Issue #927, opened 2020-07-30
(V2) Channels does not correctly pre-fill "Template" section


Britaliope:
### Description
When creating a channel, we have the possibility to fill the "Template" section, but: 

- When choosing "Custom content cloned from template" and choose a template, the choosen template is not selected when creating a campaing from the channel page. If we then try to edit the channel, the field used to choose a template is not shown.
- When choosing "Template" and choose a template, the choosen template is not selected when creating a campaing from the channel page. But this time, the choosen template is correctly shown in the Channel edit page. 

The option "Custom content cloned from another campain" works as expected
 
### Mailtrain version
`develop` branch, last commit: `commit 8dab13d903e8f19e8d69887977993e84c7768b0b` (Sat Jul 25 10:24:34 2020)

### Steps to reproduce
- Create a template and a channel with "Custom content cloned from template" as Content source and choose the previously created template. 
- Create a campaign from this channel page (mailtrain-url.tld/channels/<id>/campaigns)
- at the bottom of the page, **The choosen template is not pre-filled**
- Go to edit channel page (mailtrain-url.tld/channels/<id>/edit)
- The "template" field have disappeared

elitzer2:
@bures I went to go try and set up Channels like we discussed and ran into this issue. Haven't dug into it at all yet.

elitzer2:
Fixed. Can close this issue.

bures:
Perfect. Thanks.

PR #949, opened 2020-08-31
Fixes the autofill of campaign from cloned template when created via channel

elitzer2:
Fixes https://github.com/Mailtrain-org/mailtrain/issues/927


bures:
Looks good. Thanks.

::::::

* _What the task requires_
If a line in the records above contains the word "created", copy it.

* _Task result_
- Create a template and a channel with "Custom content cloned from template" as Content source and choose the previously created template. 
Fixes the autofill of campaign from cloned template when created via channel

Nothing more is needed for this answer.